Collected data entries
*** Block opens ***
Issue #1278, opened 2023-08-02
`struct timeval` mapped to `sys/time.h`


firewave:
```cpp
#include <sys/select.h>

void f()
{
    struct timeval tv;
    tv.tv_sec = 1;
    tv.tv_usec = 0;
    (void)tv;
}
```

The code compiles but the documentation attributes it to `sys/time.h`.

https://pubs.opengroup.org/onlinepubs/7908799/xsh/systime.h.html
https://man7.org/linux/man-pages/man2/settimeofday.2.html

If you provide both includes it correctly prefers the expected one:

```
/mnt/s/___temp/input.cpp should add these lines:

/mnt/s/___temp/input.cpp should remove these lines:
- #include <sys/select.h>  // lines 2-2

The full include-list for /mnt/s/___temp/input.cpp:
#include <sys/time.h>  // for timeval
---
```

kimgr-spire:
Yes, timeval is provided by both. See https://github.com/include-what-you-use/include-what-you-use/pull/930 for the patch that made it so.

Is this causing any problems in particular?

firewave:
> Yes, timeval is provided by both. See #930 for the patch that made it so.

Those changes seem (at least) partially kind of arbitrary. It somehow seems like introducing mappings to common files which also have it included (assuming to reduce the impact on existing code bases). I do get why this was done but in this case it is clearly documented which header provides it. This is also basically re-introducing reliance on transitive includes.

Also this type in particular is not even listed in the manpage which that other PR refers.

> Is this causing any problems in particular?

Not for me. I just came across this while filing https://github.com/llvm/llvm-project/issues/64336.

kimgr:
Maybe @alejandro-colomar can fill in on the status of the posix/Linux documentation.

In general iwyu has had mappings that limit unnecessary changes around sys includes. They're usually stable enough that it's OK to allow a little imprecision in the name of convenience.

alejandro-colomar:
Hi @kimgr !

I had a similar feeling to whar @firewave is suggesting.  Maybe I shouldn't have added back then so many mappings, and only keep the fundamental header for each type.  That way, we would be strict and force users to include what they use from libc headers, even if the standards guarantee more flexibility.

Back then I didn't do that to not produce a lot of churn reverting part of what I did, but @firewave 's complain gives more strength to those feelings I had.

I'll prepare a patch CCing both of you, and we can discuss it further there, if you want.

Cheers,
Alex

[...]

PR #1283, opened 2023-08-12
Reduce libc mappings to really include what you use

alejandro-colomar:
```
The standards (ISO C and POSIX.1) guarantee that many definitions are
provided by more than one header.  Programmers may #include <stdio.h>
for the definition of NULL, and be covered by the standards.  However,
that's not following the include-what-you-use principle, and we should
not promote that.

Cut the mappings to the minimum: the principal header that should define
a type or macro.  In most cases, POSIX.1 and ISO C agree on that header,
and we use that one.  In a few cases, ISO C prescribes <time.h> and
POSIX.1 prescribes <sys/types.h>; keep both, but give preference to the
one by POSIX.1, <sys/types.h>, which is smaller.

When the type or macro is not standardized, if there's a clearly
canonical header for it, keep that one; if there's not, let's keep all
of them.

Regarding C++'s <c...> headers and NULL, C++ uses nullptr.  C++ code
that uses NULL is probably C-compat code, and that code should be
including the C headers.

Also remove or update comments that are not up to date anymore.
```

Closes: <https://github.com/include-what-you-use/include-what-you-use/issues/1278>
Reported-by: Oliver Stöneberg <https://github.com/firewave>
Cc: Kim Gräsman <kim.grasman@gmail.com>


kimgr:
This seems like quite a dramatic and not necessarily helpful change. Principles are great, but I'm not sure we get any benefits from more fine-grained IWYU for system headers... Am I missing something?

alejandro-colomar:
Well, one could imagine a program doing something like:

```c
#include <monetary.h>

void
foo(size_t n, int arr[n])
{
    for (size_t i = 0; i < n; i++) {
        arr[i] = 42;
    }
}
```

I'd want iwyu(1) to complain about such aberration.  It's not so crazy to have such a program.  Let's say you had something from `<monetary.h>` and then removed that code, but forgot to remove the include.  iwyu(1) may keep it just for `size_t`, which would be bad.

kimgr:
Ah, I see now the `<sys/select.h>`/`<sys/time.h>` issue is also an example of using a superset header for a type that is more correctly/narrowly defined elsewhere. I had overlooked that detail when I returned to this issue.

I'm just worried this change will generate _a lot_ of seemingly-spurious suggestions that will only serve to annoy users.

The `offsetof` patch looks unrelated, let's do that in a separate PR, please?

alejandro-colomar:
@kimgr In the end, I decided to do the cut for part 1 at a somewhat logical point:

-  Mappings guaranteed by ISO C are respected.
-  Mappings for `<sys/types.h>` and `<unistd.h>` (POSIX.1) are respected.
-  Any other POSIX.1 mappings have been removed.

It seems this doesn't affect out test suite, so it seems to be a fair cut point, isn't it?

Please ping me after the next release for part 2.  :)

kimgr:
Thanks! Let's give this a shot. I created an issue to track part 2, whatever that might turn out to be :)

gcc.symbols.imp
```diff
@@ -75,154 +58,69 @@
...
-  { symbol: [ "suseconds_t", private, "<sys/time.h>", public ] },
-  { symbol: [ "time_t", private, "<time.h>", public ] },
-  { symbol: [ "time_t", private, "<sched.h>", public ] },
-  { symbol: [ "time_t", private, "<sys/msg.h>", public ] },
-  { symbol: [ "time_t", private, "<sys/select.h>", public ] },
-  { symbol: [ "time_t", private, "<sys/sem.h>", public ] },
-  { symbol: [ "time_t", private, "<sys/shm.h>", public ] },
-  { symbol: [ "time_t", private, "<sys/stat.h>", public ] },
-  { symbol: [ "time_t", private, "<sys/time.h>", public ] },
   { symbol: [ "time_t", private, "<sys/types.h>", public ] },
```
bolshakov-a, line 95: I'm worrying that IWYU may start to suggest POSIX headers on non-POSIX-compliant systems. Specifying `--no_default_mappings` could be impractical when e.g. some project uses both Windows CRT as the C library and libc++ as the C++ library.

alejandro-colomar: I opened a PR for fixing that.

<https://github.com/include-what-you-use/include-what-you-use/pull/1288>

PR #1719, opened 2025-04-16
Add mappings for WEOF and winsize

mohd-akram:


kimgr:
The "macOS" in the commit subject rubs me the wrong way, a bit -- these are mappings for GNU libc. I suppose your changes are also valid for GNU libc users?

And now that there's a mapping generator for Apple Libc, it feels wrong to make macOS tweaks to the libc mappings at all. Seems like it would be better to;

* make the mapping generator also produce C++
* fold Apple Libc mappings into `include_picker.cc`
* detect Darwin and dynamically pick Apple Libc instead of GNU libc

All that said, the GNU libc mappings are a messy result of many years of hand-editing, so they probably no longer represent libc accurately. So if these changes improve the status quo across Linux and Mac, I think we should take them, but let's phrase it in terms of GNU libc, not macOS, maybe?

mohd-akram:
Actually, the "macOS" was just to refer to where the problem was encountered, as that's the motivation for the change. It could very well be fixing the same issue on GNU and BSD especially (macOS libc is mostly from FreeBSD, which shares code with other BSDs). The stuff that's in the generator is largely Apple-specific as there's not a ton that wouldn't also be applicable to eg. AIX, Solaris, and BSDs.

> * make the mapping generator also produce C++

For C++ we use the mappings bundled with Clang and haven't found an issue with that yet tbh since Apple uses libc++.

> * fold Apple Libc mappings into `include_picker.cc`
> * detect Darwin and dynamically pick Apple Libc instead of GNU libc

This does not seem needed yet AFAICT. And Apple changes their stuff a lot. Adding more POSIX symbols to `include_picker.cc` and possibly the [xlocale](https://man.freebsd.org/cgi/man.cgi?query=xlocale) APIs which FreeBSD also picked up would confine the generator further to just Apple mappings.

> So if these changes improve the status quo across Linux and Mac, I think we should take them, but let's phrase it in terms of GNU libc, not macOS, maybe?

In this case, I can split out the `ttycom.h` change? That's a BSD-only header AFAICT.

kimgr:
> > make the mapping generator also produce C++
>
> For C++ we use the mappings bundled with Clang and > haven't found an issue with that yet tbh since Apple uses libc++.

Sorry, I meant produce C++ code in addition to the yaml, so the Apple Libc mappings can be built into the include-what-you-use executable.

PR #1721, opened 2025-04-18
Fix copy-pasted test case

bolshakov-a:


bolshakov-a:
Hey @kimgr, something strange appears in the dogfood results...

kimgr:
*** Block closes ***
Assigned task: Each line in the records above with "Darwin" must be returned.

Task result:
* detect Darwin and dynamically pick Apple Libc instead of GNU libc
> * detect Darwin and dynamically pick Apple Libc instead of GNU libc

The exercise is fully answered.